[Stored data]
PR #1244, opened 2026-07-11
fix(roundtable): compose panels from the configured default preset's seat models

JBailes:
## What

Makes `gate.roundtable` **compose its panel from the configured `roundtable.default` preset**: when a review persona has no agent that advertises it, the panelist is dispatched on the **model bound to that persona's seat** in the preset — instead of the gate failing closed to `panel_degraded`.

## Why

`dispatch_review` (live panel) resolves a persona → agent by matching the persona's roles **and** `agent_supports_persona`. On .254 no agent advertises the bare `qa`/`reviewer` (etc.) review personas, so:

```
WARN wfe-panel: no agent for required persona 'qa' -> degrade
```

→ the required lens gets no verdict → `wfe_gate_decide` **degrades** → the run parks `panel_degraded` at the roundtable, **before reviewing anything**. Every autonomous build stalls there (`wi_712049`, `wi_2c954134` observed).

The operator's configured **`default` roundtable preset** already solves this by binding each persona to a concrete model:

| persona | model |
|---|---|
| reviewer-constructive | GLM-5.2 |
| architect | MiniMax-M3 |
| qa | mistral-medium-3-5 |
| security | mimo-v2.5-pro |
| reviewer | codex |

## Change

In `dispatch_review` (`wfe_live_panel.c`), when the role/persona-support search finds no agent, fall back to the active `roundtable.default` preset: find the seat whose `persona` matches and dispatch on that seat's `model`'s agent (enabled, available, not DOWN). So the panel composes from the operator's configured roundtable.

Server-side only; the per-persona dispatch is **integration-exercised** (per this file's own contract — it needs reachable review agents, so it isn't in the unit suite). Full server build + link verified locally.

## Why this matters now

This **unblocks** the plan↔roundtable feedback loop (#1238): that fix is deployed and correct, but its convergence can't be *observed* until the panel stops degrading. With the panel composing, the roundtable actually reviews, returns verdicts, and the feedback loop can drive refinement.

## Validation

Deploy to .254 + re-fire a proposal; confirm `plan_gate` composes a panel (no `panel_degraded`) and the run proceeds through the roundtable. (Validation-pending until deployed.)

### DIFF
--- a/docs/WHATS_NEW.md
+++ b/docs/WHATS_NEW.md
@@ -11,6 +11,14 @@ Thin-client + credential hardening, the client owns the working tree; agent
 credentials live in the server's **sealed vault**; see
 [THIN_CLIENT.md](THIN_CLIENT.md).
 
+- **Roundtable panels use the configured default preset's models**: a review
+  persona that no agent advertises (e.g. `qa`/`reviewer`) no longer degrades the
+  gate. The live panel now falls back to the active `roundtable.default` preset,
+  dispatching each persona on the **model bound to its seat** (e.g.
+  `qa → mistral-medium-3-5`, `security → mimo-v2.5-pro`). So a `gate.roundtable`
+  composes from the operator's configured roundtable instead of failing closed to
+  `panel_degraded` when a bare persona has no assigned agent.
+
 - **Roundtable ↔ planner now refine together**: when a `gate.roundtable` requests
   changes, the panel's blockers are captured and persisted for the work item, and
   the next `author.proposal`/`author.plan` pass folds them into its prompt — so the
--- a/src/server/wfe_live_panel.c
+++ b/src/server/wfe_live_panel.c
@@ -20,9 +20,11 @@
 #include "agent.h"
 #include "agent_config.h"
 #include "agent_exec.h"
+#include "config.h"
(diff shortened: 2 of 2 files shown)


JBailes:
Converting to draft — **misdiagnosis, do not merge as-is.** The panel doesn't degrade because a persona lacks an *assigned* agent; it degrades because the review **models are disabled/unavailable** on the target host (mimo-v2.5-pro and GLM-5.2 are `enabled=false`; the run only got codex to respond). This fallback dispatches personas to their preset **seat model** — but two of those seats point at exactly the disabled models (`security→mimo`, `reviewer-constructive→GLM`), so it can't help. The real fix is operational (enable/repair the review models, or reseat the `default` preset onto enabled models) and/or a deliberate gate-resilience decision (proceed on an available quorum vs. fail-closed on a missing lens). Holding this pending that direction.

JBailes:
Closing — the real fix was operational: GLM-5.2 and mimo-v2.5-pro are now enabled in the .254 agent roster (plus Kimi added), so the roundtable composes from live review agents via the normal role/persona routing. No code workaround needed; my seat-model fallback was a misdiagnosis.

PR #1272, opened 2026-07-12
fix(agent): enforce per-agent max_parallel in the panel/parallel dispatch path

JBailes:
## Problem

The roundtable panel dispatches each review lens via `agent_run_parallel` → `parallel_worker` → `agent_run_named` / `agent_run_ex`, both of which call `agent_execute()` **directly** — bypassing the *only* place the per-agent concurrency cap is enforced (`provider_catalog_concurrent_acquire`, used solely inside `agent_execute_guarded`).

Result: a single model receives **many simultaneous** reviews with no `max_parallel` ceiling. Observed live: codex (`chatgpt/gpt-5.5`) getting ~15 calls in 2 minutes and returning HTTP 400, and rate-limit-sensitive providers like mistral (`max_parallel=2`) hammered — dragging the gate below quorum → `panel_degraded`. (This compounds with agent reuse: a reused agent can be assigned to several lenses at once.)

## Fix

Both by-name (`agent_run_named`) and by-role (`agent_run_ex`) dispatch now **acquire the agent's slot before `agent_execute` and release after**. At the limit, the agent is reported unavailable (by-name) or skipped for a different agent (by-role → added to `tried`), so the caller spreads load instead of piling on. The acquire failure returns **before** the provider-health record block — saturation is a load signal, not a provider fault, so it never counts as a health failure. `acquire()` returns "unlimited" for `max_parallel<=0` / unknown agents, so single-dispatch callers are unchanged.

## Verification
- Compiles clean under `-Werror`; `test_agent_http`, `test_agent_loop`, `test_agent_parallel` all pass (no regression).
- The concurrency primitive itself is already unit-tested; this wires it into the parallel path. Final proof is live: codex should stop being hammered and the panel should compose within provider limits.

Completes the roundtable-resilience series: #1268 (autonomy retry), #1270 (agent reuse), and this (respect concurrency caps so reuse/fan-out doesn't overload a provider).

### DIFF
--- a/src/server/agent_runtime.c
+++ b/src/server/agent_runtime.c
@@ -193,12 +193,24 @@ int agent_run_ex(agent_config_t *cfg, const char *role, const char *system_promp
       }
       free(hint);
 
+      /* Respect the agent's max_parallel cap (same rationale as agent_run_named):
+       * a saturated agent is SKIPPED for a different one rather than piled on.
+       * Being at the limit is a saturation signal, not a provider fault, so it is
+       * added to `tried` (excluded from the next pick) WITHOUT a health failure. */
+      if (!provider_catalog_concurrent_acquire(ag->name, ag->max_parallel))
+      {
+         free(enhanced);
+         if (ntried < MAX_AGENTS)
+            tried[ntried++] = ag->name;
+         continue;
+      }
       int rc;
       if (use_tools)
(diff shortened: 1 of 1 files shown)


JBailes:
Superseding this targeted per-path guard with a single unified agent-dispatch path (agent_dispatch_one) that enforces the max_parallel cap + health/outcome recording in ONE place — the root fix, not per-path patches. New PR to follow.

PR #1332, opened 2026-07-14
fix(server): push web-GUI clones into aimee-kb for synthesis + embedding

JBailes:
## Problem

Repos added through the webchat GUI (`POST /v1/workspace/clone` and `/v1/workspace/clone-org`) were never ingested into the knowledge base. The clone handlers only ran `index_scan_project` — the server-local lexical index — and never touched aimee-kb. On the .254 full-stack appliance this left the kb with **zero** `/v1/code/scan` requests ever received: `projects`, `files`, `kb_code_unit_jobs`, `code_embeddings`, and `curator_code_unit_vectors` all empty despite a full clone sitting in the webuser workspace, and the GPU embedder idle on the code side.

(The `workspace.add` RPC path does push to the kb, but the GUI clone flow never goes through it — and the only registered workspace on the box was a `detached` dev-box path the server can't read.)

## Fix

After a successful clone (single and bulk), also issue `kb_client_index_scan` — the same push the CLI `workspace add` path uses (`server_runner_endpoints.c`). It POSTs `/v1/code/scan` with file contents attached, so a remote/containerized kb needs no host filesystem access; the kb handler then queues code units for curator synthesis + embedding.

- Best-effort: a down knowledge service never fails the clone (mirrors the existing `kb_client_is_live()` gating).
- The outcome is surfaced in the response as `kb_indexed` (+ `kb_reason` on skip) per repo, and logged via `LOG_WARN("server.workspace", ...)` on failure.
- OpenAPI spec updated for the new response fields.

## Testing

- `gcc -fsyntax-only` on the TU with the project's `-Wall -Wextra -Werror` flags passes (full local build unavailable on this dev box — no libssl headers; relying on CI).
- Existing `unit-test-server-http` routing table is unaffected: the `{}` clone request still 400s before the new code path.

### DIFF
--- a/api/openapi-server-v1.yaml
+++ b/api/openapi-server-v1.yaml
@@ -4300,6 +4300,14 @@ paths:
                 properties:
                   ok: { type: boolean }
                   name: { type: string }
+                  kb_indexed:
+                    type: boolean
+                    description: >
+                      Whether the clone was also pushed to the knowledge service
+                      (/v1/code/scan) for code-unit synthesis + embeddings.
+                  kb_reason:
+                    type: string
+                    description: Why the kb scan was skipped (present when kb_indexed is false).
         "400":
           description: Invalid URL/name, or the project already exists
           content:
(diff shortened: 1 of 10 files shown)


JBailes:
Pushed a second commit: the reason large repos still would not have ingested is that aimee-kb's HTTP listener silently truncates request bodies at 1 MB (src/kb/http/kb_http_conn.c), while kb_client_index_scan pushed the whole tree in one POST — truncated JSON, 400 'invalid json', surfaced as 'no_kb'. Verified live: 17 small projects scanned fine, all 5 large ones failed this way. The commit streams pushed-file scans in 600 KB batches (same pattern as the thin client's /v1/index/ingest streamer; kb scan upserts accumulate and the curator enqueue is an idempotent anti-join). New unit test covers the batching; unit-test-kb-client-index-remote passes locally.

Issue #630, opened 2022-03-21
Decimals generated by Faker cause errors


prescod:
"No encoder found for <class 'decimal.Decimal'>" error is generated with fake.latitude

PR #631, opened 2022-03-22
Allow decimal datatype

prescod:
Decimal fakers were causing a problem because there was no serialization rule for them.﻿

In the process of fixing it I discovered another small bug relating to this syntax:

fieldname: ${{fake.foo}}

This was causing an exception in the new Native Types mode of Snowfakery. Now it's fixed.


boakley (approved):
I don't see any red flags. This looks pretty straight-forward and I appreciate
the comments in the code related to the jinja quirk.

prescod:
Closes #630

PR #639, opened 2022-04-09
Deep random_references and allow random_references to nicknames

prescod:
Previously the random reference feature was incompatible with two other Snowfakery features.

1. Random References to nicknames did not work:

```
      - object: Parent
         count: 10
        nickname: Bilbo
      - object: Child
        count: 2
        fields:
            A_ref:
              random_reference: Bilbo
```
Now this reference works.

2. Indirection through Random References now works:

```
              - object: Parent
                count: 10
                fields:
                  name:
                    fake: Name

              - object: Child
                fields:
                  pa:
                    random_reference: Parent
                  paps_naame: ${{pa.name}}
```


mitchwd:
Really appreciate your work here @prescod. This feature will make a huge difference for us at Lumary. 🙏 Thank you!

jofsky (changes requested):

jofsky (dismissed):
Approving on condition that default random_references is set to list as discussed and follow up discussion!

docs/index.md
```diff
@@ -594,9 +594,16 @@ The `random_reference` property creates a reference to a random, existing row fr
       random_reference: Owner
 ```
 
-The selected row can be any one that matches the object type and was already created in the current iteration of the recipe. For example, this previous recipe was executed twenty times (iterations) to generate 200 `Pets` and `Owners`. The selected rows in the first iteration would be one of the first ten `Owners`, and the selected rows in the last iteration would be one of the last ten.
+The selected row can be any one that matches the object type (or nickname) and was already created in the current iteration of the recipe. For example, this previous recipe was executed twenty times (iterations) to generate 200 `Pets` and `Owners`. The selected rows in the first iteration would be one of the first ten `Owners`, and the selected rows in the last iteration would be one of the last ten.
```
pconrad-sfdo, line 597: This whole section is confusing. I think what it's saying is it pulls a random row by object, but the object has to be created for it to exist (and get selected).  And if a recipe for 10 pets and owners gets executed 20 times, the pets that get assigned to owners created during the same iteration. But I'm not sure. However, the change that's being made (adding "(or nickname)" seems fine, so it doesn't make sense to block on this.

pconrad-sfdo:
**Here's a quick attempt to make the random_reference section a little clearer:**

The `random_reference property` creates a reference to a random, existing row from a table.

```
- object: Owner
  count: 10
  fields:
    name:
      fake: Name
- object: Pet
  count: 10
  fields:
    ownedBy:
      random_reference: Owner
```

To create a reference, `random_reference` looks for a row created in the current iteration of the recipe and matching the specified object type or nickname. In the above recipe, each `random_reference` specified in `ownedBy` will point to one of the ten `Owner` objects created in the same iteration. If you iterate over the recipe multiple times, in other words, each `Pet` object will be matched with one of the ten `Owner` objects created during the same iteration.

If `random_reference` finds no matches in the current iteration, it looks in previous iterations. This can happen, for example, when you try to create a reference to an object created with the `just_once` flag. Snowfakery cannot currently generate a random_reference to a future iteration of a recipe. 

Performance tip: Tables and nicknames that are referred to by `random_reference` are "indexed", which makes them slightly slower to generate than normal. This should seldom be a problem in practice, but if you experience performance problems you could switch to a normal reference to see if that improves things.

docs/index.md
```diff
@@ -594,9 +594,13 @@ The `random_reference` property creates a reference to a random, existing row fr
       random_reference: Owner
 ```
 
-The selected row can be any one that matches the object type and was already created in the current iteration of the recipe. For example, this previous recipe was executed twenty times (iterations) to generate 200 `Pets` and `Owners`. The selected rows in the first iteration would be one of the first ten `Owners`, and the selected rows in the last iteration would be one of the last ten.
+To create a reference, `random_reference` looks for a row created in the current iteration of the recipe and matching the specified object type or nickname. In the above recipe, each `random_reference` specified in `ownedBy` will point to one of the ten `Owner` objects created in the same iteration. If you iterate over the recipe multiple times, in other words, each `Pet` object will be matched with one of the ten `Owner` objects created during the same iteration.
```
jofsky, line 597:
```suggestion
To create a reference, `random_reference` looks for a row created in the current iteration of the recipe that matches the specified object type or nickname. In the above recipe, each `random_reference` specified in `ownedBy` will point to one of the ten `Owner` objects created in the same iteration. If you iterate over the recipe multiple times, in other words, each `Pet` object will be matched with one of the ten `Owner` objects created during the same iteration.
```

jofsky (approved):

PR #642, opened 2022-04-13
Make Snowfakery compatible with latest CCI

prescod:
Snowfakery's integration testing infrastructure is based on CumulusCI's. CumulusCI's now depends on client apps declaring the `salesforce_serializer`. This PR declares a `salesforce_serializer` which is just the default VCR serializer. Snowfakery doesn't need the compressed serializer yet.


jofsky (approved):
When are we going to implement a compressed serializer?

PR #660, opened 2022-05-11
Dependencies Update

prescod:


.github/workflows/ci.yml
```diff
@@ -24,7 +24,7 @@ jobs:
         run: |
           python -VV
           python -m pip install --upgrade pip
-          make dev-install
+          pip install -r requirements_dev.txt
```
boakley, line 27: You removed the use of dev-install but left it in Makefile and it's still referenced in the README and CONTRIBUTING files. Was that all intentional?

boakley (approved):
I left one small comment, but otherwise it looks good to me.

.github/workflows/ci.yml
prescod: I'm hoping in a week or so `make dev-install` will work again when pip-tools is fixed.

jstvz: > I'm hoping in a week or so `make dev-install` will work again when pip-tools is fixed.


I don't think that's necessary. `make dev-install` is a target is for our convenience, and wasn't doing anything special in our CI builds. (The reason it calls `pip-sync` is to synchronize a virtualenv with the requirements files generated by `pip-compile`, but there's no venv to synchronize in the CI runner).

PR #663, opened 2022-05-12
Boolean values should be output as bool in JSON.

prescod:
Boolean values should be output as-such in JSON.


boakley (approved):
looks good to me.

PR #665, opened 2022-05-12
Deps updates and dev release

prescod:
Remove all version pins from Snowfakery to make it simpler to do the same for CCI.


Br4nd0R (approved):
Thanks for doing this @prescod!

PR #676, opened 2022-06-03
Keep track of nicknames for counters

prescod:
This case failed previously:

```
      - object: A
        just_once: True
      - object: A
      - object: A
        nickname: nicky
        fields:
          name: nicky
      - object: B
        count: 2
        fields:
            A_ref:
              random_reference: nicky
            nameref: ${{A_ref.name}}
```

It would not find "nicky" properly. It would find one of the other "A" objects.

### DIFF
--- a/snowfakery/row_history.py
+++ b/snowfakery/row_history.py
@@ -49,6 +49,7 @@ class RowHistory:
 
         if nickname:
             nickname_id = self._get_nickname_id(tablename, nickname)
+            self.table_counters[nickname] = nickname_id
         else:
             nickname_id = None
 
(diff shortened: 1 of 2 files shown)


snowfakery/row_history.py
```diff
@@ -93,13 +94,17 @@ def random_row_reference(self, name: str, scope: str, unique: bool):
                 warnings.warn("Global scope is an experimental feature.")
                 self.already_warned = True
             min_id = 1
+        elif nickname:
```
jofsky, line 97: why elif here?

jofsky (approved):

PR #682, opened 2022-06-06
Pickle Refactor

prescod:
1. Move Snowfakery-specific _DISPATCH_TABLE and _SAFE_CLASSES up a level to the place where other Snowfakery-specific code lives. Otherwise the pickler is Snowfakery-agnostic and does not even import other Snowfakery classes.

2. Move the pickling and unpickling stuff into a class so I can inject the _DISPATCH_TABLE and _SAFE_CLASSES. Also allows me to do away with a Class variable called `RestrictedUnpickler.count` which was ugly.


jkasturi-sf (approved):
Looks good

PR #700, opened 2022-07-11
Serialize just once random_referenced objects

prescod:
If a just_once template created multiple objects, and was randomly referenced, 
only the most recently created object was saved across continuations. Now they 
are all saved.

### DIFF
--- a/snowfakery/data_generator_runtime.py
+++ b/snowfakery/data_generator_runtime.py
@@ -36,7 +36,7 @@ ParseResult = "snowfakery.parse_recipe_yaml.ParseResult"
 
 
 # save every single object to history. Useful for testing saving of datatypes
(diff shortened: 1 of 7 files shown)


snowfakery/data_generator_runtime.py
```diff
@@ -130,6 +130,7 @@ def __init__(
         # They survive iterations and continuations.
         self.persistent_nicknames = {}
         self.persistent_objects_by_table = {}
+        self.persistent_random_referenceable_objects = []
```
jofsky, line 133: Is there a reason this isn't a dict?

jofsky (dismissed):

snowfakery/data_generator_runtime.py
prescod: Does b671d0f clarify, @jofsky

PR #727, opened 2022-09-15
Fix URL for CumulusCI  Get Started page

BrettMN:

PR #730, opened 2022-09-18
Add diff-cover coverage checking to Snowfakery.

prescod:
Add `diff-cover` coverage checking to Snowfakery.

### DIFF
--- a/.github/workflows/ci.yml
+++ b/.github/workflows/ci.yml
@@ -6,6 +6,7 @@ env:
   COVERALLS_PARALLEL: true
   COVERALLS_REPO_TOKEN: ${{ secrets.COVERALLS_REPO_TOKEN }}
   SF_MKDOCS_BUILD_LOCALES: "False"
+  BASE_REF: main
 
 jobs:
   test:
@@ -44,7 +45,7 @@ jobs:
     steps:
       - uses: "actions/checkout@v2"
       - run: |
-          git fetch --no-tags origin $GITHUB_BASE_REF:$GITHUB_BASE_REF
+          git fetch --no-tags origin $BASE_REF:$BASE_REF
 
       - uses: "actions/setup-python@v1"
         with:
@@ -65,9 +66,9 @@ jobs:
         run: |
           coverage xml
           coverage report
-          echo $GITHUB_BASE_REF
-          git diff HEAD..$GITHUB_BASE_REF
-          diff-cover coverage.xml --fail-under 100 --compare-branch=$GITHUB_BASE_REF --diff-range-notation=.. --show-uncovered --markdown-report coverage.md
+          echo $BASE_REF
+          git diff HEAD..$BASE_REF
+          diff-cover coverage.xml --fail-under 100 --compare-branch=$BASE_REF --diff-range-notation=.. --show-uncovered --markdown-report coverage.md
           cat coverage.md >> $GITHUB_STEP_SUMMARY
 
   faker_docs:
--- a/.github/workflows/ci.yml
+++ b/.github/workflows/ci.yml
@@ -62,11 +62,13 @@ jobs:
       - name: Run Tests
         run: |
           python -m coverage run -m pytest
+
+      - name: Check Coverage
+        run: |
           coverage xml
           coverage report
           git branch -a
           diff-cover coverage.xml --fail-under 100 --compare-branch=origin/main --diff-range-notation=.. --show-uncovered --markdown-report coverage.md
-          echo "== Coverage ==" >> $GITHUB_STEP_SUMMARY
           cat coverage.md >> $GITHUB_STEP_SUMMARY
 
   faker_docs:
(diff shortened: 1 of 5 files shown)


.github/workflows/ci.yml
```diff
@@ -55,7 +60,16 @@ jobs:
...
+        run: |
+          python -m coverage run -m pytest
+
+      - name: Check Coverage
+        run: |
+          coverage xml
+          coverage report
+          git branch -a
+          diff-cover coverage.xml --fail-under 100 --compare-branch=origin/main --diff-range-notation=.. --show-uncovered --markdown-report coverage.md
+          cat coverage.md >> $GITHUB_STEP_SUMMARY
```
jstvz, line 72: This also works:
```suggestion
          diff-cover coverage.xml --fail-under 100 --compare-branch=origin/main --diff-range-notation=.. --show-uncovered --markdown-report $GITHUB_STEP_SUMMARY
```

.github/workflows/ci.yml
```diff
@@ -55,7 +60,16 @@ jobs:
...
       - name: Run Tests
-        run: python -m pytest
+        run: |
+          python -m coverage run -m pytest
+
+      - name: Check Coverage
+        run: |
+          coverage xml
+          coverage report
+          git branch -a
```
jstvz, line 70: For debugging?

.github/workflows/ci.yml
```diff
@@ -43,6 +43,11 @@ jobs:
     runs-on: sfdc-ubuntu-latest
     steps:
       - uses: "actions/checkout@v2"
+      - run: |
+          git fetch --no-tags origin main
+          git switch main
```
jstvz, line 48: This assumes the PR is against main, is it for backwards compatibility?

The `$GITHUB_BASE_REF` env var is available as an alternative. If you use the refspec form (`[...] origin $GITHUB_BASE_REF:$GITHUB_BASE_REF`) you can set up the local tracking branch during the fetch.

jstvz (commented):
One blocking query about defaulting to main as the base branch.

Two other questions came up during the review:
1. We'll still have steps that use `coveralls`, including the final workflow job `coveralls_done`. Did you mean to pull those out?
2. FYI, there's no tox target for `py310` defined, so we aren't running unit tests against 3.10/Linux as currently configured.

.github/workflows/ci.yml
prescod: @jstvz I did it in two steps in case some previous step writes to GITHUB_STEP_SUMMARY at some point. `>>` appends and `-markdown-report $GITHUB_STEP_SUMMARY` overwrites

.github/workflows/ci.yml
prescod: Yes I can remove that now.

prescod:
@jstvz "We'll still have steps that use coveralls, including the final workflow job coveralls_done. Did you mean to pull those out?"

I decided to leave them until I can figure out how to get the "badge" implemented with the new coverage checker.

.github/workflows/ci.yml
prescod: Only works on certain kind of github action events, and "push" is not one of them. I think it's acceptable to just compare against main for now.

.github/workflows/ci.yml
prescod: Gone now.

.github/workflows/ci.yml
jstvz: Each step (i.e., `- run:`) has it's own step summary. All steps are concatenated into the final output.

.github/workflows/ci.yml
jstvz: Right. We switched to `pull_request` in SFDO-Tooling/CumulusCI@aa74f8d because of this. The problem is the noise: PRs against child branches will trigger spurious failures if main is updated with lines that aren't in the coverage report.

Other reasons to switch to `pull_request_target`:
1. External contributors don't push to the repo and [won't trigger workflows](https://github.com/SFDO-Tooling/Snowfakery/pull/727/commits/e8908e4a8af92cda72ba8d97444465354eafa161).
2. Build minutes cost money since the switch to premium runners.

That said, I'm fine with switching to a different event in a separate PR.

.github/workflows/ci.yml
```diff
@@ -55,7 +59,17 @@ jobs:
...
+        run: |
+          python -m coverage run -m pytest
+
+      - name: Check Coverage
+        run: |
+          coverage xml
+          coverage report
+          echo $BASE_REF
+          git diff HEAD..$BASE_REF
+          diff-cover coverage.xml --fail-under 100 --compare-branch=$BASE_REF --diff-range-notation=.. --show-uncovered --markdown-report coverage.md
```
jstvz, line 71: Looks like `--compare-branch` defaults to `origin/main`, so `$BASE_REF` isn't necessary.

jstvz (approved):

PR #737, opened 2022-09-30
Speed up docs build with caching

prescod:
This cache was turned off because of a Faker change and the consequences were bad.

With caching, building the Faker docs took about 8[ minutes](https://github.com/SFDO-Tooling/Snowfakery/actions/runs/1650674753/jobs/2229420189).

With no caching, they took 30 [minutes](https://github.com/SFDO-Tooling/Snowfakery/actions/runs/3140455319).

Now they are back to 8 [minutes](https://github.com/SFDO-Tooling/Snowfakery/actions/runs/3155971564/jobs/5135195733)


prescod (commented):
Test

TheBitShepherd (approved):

REQUIREMENT = In the records above, find each line with the word "appreciate" and copy it.

WRITTEN REPLY =
I don't see any red flags. This looks pretty straight-forward and I appreciate
Really appreciate your work here @prescod. This feature will make a huge difference for us at Lumary. 🙏 Thank you!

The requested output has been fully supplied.